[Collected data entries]
PR #1377, opened 2023-03-03
CLDC-2001 Bulk upload stacked errors

asmega:
# Context

- https://digital.dclg.gov.uk/jira/browse/CLDC-2001
- There are times that if there is an field is incorrect several errors are added a result
- We want to reduce these so there is less noise and users can focus on the issues that they can action to resolve problematic data

# Changes

- Only include existing log errors if the field does not already have errors on it. this allows the CSV errors to supersede the existing log errors 
- Shim in additional errors for ages for bulk upload to prevent quirky existing errors from bubbling up 

# Notes for review

- We're now entering more into the territory where existing log validations are simply insufficient and do not work with the desired effect for bulk upload although are applicable for the web flow
- As a result we have to shim in desired validations at CSV level and only include existing validation errors if they shimmed rules are not triggered

### DIFF
--- a/app/services/bulk_upload/lettings/row_parser.rb
+++ b/app/services/bulk_upload/lettings/row_parser.rb
@@ -414,7 +414,7 @@ private
 
       if setup_question?(question)
         fields.each do |field|
-          unless errors.any? { |e| fields.include?(e.attribute) }
+          if errors[field].present?
             errors.add(field, I18n.t("validations.not_answered", question: question.check_answer_label&.downcase), category: :setup)
           end
         end
--- a/app/services/bulk_upload/lettings/row_parser.rb
+++ b/app/services/bulk_upload/lettings/row_parser.rb
@@ -911,6 +911,8 @@ private
       0
     when nil
       rsnvac == 14 ? 1 : 0
+    else
+      field_134
     end
   end
 
--- a/app/services/bulk_upload/lettings/row_parser.rb
+++ b/app/services/bulk_upload/lettings/row_parser.rb
@@ -144,6 +144,15 @@ class BulkUpload::Lettings::RowParser
                       inclusion: { in: (1..12).to_a, message: I18n.t("validations.invalid_option", question: "letting type") }
   validates :field_4, presence: { if: proc { [2, 4, 6, 8, 10, 12].include?(field_1) } }
 
+  validates :field_12, format: { with: /\A\d{1,3}\z|\AR\z/, message: "Age of person 1 must be a number or the letter R" }
+  validates :field_13, format: { with: /\A\d{1,3}\z|\AR\z/, message: "Age of person 2 must be a number or the letter R" }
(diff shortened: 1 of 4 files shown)


app/services/bulk_upload/lettings/row_parser.rb
```diff
@@ -387,7 +408,11 @@ def validate_nulls
       next if log.optional_fields.include?(question.id)
       next if question.completed?(log)
 
-      fields.each { |field| errors.add(field, I18n.t("validations.not_answered", question: question.check_answer_label&.downcase)) }
+      fields.each do |field|
+        unless errors.any? { |e| fields.include?(e.attribute) }
```
kosiakkatrina: What is this doing?

spec/services/bulk_upload/lettings/row_parser_spec.rb
```diff
@@ -531,6 +543,18 @@
         end
       end
 
+      context "when one of these fields is blank" do
```
kosiakkatrina, line 546: Would it make sense to have a more descriptive test name? I assume this is a compound validation that would otherwise set an error on each field?

app/services/bulk_upload/lettings/row_parser.rb
asmega: - yep so before if there was an error it was always get added to the relevant fields
- now if any one of the relevant fields has one error on it we no longer keeping adding errors to that grouping

eg `startdate` consists of `field_dd`, `field_mm`, `field_yy` from the mapping
if there is an error that already on `field_dd` the code will no longer surface any additional errors on those fields. this should prevent the user from being overwhelmed by too many errors

app/services/bulk_upload/lettings/row_parser.rb
```diff
@@ -337,7 +356,7 @@ def validate_leaving_reason_for_renewal
   end
 
   def validate_relevant_collection_window
-    return unless start_date && bulk_upload.form
+    return if start_date.blank? || bulk_upload.form.blank?
```
natdeanlewissoftwire, line 363: I'm with you on not using unless UNLESS it's actually useful, which I agree it isn't here

natdeanlewissoftwire (approved):
Looks good, my domain knowledge on bulk upload isn't as strong so I'm deferring to yours as to why these validations are necessary to be separate, why we're allowing R for age etc.

asmega:
> Looks good, my domain knowledge on bulk upload isn't as strong so I'm deferring to yours as to why these validations are necessary to be separate, why we're allowing R for age etc.

Yeah for bulk upload some of the fields are multi-purpose. eg in this case `R` denotes they don't know. this means they must be explicit is passing this information and leaving it blank it considered that they forgot to answer the question. i didn't have input on the format/spec so it's just the agreed way that it is

they are separate as they need to sit on top of the existing `Log` validation which doesn't quite cover all the scenarios of bulk upload such as the `R`

it works but yes i don't think its particularly elegant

=== Description of the task ===
The entries above must be returned in full, exactly as shown.

=== Answer section ===
PR #1377, opened 2023-03-03
CLDC-2001 Bulk upload stacked errors

asmega:
# Context

- https://digital.dclg.gov.uk/jira/browse/CLDC-2001
- There are times that if there is an field is incorrect several errors are added a result
- We want to reduce these so there is less noise and users can focus on the issues that they can action to resolve problematic data

# Changes

- Only include existing log errors if the field does not already have errors on it. this allows the CSV errors to supersede the existing log errors 
- Shim in additional errors for ages for bulk upload to prevent quirky existing errors from bubbling up 

# Notes for review

- We're now entering more into the territory where existing log validations are simply insufficient and do not work with the desired effect for bulk upload although are applicable for the web flow
- As a result we have to shim in desired validations at CSV level and only include existing validation errors if they shimmed rules are not triggered

### DIFF
--- a/app/services/bulk_upload/lettings/row_parser.rb
+++ b/app/services/bulk_upload/lettings/row_parser.rb
@@ -414,7 +414,7 @@ private
 
       if setup_question?(question)
         fields.each do |field|
-          unless errors.any? { |e| fields.include?(e.attribute) }
+          if errors[field].present?
             errors.add(field, I18n.t("validations.not_answered", question: question.check_answer_label&.downcase), category: :setup)
           end
         end
--- a/app/services/bulk_upload/lettings/row_parser.rb
+++ b/app/services/bulk_upload/lettings/row_parser.rb
@@ -911,6 +911,8 @@ private
       0
     when nil
       rsnvac == 14 ? 1 : 0
+    else
+      field_134
     end
   end
 
--- a/app/services/bulk_upload/lettings/row_parser.rb
+++ b/app/services/bulk_upload/lettings/row_parser.rb
@@ -144,6 +144,15 @@ class BulkUpload::Lettings::RowParser
                       inclusion: { in: (1..12).to_a, message: I18n.t("validations.invalid_option", question: "letting type") }
   validates :field_4, presence: { if: proc { [2, 4, 6, 8, 10, 12].include?(field_1) } }
 
+  validates :field_12, format: { with: /\A\d{1,3}\z|\AR\z/, message: "Age of person 1 must be a number or the letter R" }
+  validates :field_13, format: { with: /\A\d{1,3}\z|\AR\z/, message: "Age of person 2 must be a number or the letter R" }
(diff shortened: 1 of 4 files shown)


app/services/bulk_upload/lettings/row_parser.rb
```diff
@@ -387,7 +408,11 @@ def validate_nulls
       next if log.optional_fields.include?(question.id)
       next if question.completed?(log)
 
-      fields.each { |field| errors.add(field, I18n.t("validations.not_answered", question: question.check_answer_label&.downcase)) }
+      fields.each do |field|
+        unless errors.any? { |e| fields.include?(e.attribute) }
```
kosiakkatrina: What is this doing?

spec/services/bulk_upload/lettings/row_parser_spec.rb
```diff
@@ -531,6 +543,18 @@
         end
       end
 
+      context "when one of these fields is blank" do
```
kosiakkatrina, line 546: Would it make sense to have a more descriptive test name? I assume this is a compound validation that would otherwise set an error on each field?

app/services/bulk_upload/lettings/row_parser.rb
asmega: - yep so before if there was an error it was always get added to the relevant fields
- now if any one of the relevant fields has one error on it we no longer keeping adding errors to that grouping

eg `startdate` consists of `field_dd`, `field_mm`, `field_yy` from the mapping
if there is an error that already on `field_dd` the code will no longer surface any additional errors on those fields. this should prevent the user from being overwhelmed by too many errors

app/services/bulk_upload/lettings/row_parser.rb
```diff
@@ -337,7 +356,7 @@ def validate_leaving_reason_for_renewal
   end
 
   def validate_relevant_collection_window
-    return unless start_date && bulk_upload.form
+    return if start_date.blank? || bulk_upload.form.blank?
```
natdeanlewissoftwire, line 363: I'm with you on not using unless UNLESS it's actually useful, which I agree it isn't here

natdeanlewissoftwire (approved):
Looks good, my domain knowledge on bulk upload isn't as strong so I'm deferring to yours as to why these validations are necessary to be separate, why we're allowing R for age etc.

asmega:
> Looks good, my domain knowledge on bulk upload isn't as strong so I'm deferring to yours as to why these validations are necessary to be separate, why we're allowing R for age etc.

Yeah for bulk upload some of the fields are multi-purpose. eg in this case `R` denotes they don't know. this means they must be explicit is passing this information and leaving it blank it considered that they forgot to answer the question. i didn't have input on the format/spec so it's just the agreed way that it is

they are separate as they need to sit on top of the existing `Log` validation which doesn't quite cover all the scenarios of bulk upload such as the `R`

it works but yes i don't think its particularly elegant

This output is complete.